Member of Maharashtra Legislative Assembly
- In office 1978–1980

Education Minister of Maharashtra
- In office 18 July 1978 – 18 February 1980

Minister of State Excise and Forest Ministry
- In office 18 July 1978 – 18 February 1980

Personal details
- Born: 6 November 1925 Maharashtra
- Died: 29 January 2007 (aged 81) Bandra, Mumbai, Maharashtra
- Party: Janata Party Samajwadi Party
- Spouse: Sudha Varde
- Children: Abhijit (son), Jhelum Paranjape (daughter)
- Occupation: Professor, Politician

= Sadanand Varde =

Indian politician

Sadanand Varde (6 November 1925 – 29 January 2007) was an Indian socialist leader, politician, and freedom fighter from Maharashtra. He served as the Education Minister of Maharashtra State in the government led by Sharad Pawar's Progressive Democratic Front in 1978. Varde was elected as a Member of the Legislative Assembly (MLA) from the Bandra constituency as a member of the Samajwadi Party during the same year.

== Career ==
Varde started his career as a professor of economics at R. D. National College in Bandra. Actively involved in the Quit India movement as a college student, he faced imprisonment for 18 months during the 1942 Quit India movement. He spent 18 months in jail during the Emergency, imposed by Indira Gandhi.

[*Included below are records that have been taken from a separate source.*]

PR #1423, opened 2024-08-14
[STAL-2668] Remove app key requirement

dastrong:
### What and why?

We removed the requirement for an application key to be required to upload an SBOM.

### How?

Removes the application key from the code and from the command documentation.

### Review checklist

### DIFF
--- a/src/commands/sbom/README.md
+++ b/src/commands/sbom/README.md
@@ -24,7 +24,6 @@ datadog-ci sbom upload <path/to/sbom.json>
 The following environment variables must be defined:
 
  - `DD_SITE`: the [Datadog site](https://docs.datadoghq.com/getting_started/site/#access-the-datadog-site)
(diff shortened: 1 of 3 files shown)


michaelcretzman (approved):

amaanq (approved):

duncanista (approved):

Drarig29 (approved):

Drarig29:
@dastrong is the CI failing because of a prod deployment that isn't done yet?

juli1 (changes requested):
The API requires a `ValidAPIUser` and needs an APP key. We should not remove it. It can be scoped.

juli1 (commented):
Correction - this seems to be okay according to the RFC. We should really have the backend pieces ready and have it tested before rolling it out. The CI/CD pipeline should pass before merging.

PR #1425, opened 2024-08-23
Show error message when payload is invalid

juli1:
### What and why?

1. We should have only one path passed as parameter
2. We should show an error if we fail to generate the payload

### How?

Ensure we have only one path passed as parameter
Show an error and exit if we cannot generate the payload

### DIFF
--- a/src/commands/sbom/renderer.ts
+++ b/src/commands/sbom/renderer.ts
@@ -21,8 +21,11 @@ export const renderInvalidFile = (sbomReport: string) => {
 
 export const renderInvalidPayload = (sbomReport: string) => {
   const reportPath = `[${chalk.bold.dim(sbomReport)}]`
+  let fullStr = ''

Sadanand Varde served as a corporator in the Brihanmumbai Municipal Corporation (BMC) for over a decade. In 1978, he was elected as the MLA from the Bandra assembly constituency representing the Samajwadi Party. Varde assumed the role of the Education Minister of Maharashtra in the Sharad Pawar-led Progressive Democratic Front government in 1978. He was also given the portfolio of the State Excise and Forest Ministry. He served as the Member of the Maharashtra Legislative Council.

He was associated with the Sadhana weekly, a Socialist Marathi publication and established the 'Apna Ghar (Aple Ghar)' housing complex for survivors and orphans of the 1993 Latur earthquake in Marathwada region. Later, Varde dedicated himself as a full-time volunteer for the Rashtra Seva Dal.

== Personal life ==
Sadanand Varde was married to Sudha Varde. The couple had a son named Abhijit and a daughter, Jhelum Paranjape, an Odissi dance exponent. He died on 29 January 2007, at his home in Bandra, Mumbai, after a prolonged illness.